At the time of his death, Sullivan had been preparing to discuss African political, economic, educational and social development at a summit conference for American and African leaders in Nigeria.

He had conducted a similar conference in 1993, calling it "a good opportunity to send a message to the world about Africa. I'm talking about 500 million people that the world hardly recognizes as even being there."

Sullivan's parents divorced when he was 3, and he grew up an only child. At 6 feet 5 inches tall, he played center on the Garnet basketball team.

He went to West Virginia State College on a basketball scholarship. As a junior, his life changed when he suffered an injury, lost his scholarship and decided to become a minister.

"I knew there was a purpose early on," he said later. "...I would write poetry about the advancement of blacks and that sort of thing."

He earned money working days at South Charleston's Naval Ordnance Plant and attended classes at night at West Virginia State College. After graduating in 1943, he went to New York, where he studied under Adam Clayton Powell in Harlem. On a blind date in Harlem, he met his wife, whom he always called Amazing Grace.

Seven years later, he moved to Philadelphia to become pastor at Zion Baptist Church, which grew under his leadership from 600 members to 6,000.

In 1965, Charleston's Sunday Gazette-Mail named him West Virginian of the Year. In 1999, he returned to deliver Charleston's annual W.E. "Ned" Chilton III Leadership Lecture, named for the newspaper's late publisher.

Gazette President Elizabeth Chilton commented Wednesday: "I feel privileged, and my life was enriched, to have known a man of such character and integrity. He really stood up for what is right."

Two other Gazette officials, business manager Norman Shumate III and director Susan Chilton Shumate, donated funds for a school Sullivan's organization is building in Africa.

In August 2000, Sullivan came to Charleston when city leaders changed the name of Broad Street, near his boyhood home, to Leon Sullivan Way.

"He was one of those guys who was bigger than life and a very humble individual," Charleston Mayor Jay Goldman told The Associated Press.

"In West Virginia, we have never given him the credit for what he's done worldwide," Goidman said. "I'm just happy we were able to honor him while he was alive and he was able to appreciate it."

Gov. Bob Wise ordered U.S. and West Virginia flags flown at half-staff through Saturday on all state buildings.
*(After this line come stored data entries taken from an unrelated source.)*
Issue #83460, opened 2023-10-16
Manipulating the scene tree gets progressively slower with more nodes added to the tree in the editor.


viksl:
### Godot version

4.2 beta 1

### System information

Windows 11 - Vulkan - Nvidia RTX 4070 - intel i5 13600KF

### Issue description

The more nodes there are in the tree the slower working with the tree gets. I don't even have that many and moving one node in my tree in my game inside editor takes seconds (editor freezes for several seconds until it moves the node in the tree (not even moving it in space).

Link video: https://youtu.be/SAilvoE_ACc
(check how I release the mouse and move it away and how long it takes to make nodes move)

Use the MRP, there are two scenes, main and test_no_mesh_instances, feel free to use either just understand the main has an extreme amount of mesh instances in one places, the latter uses only Node3D hiearchy so it should be a lot less intensive on HW.
I've also purposely added a lot of nodes just to make the issue clear, in my game I don't have even nearly as many nodes but the freeze times are even longer than in MRP.

Please note my HW specs, it's not the highest end but certainly no slug either.

### Steps to reproduce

"He's done as much to advance the cause of civil rights and basic humanities as any single person," Wise said. "He showed the way, not only for West Virginians, but for the world. He made his mark in civil rights, human rights, economics and social rights. "

The Rev. Ron English, of Charleston, called Sullivan "a gentle giant of a man who ascended from humble origins in Charleston to fashion a movement that improved the plight of the least, the lost and the left-out."

Sullivan is survived by his wife, Grace; son, Howard; daughters, Julie and Hope; and seven grandchildren.

Funeral services are scheduled for 11 a.m. PDT Tuesday at First Institutional Baptist Church in Phoenix, followed by burial at Serenity Chapel in Greenwood Memory Lawn in Phoenix. Public viewings are scheduled for Monday evening and Tuesday morning.


The Sullivan Principles

The Associated Press

The Rev. Leon Sullivan started writing his Sullivan Principles in 1975. The principles were "a code that companies of America and the world came to follow to end apartheid peacefully, starting with the workplace," he said in a 1998 interview. The principles were adopted in 1977 by 12 American businesses.

The basic Sullivan Principles are:

Nonsegregation of the races in all eating, comfort and work facilities.

Equal and fair employment practices for all employees.

Initiation of and development of training programs that will prepare, in substantial numbers, blacks and other nonwhites for supervisory, administrative, clerical and technical jobs.

Increasing the number of blacks and other nonwhites in management and supervisory positions.

Improving the quality of employees' lives outside such areas as housing, transportation, schooling, recreation and health facilities.